Data segment ::
PR #1554, opened 2023-07-05
ci: add check for gql docs generation

### LINKED ISSUE #1526: Fix docs:graphql:generate
Currently the documentation `docs:graphql:generate` points to the wrong directory (should be `api-reference` instead of `reference`). Additionally, we should add a CI step to check if anything was generated and fail if so. Similar to our graphql check: https://github.com/interledger/rafiki/blob/7a3078c0ec7bafd3888e7bb49ae5c16d4272c083/.github/workflows/lint_test_build.yml#L21-L42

Exercise aim :: Work out how many lines in this material contain the string "graphql", and give that number alone.

Completed exercise :: 2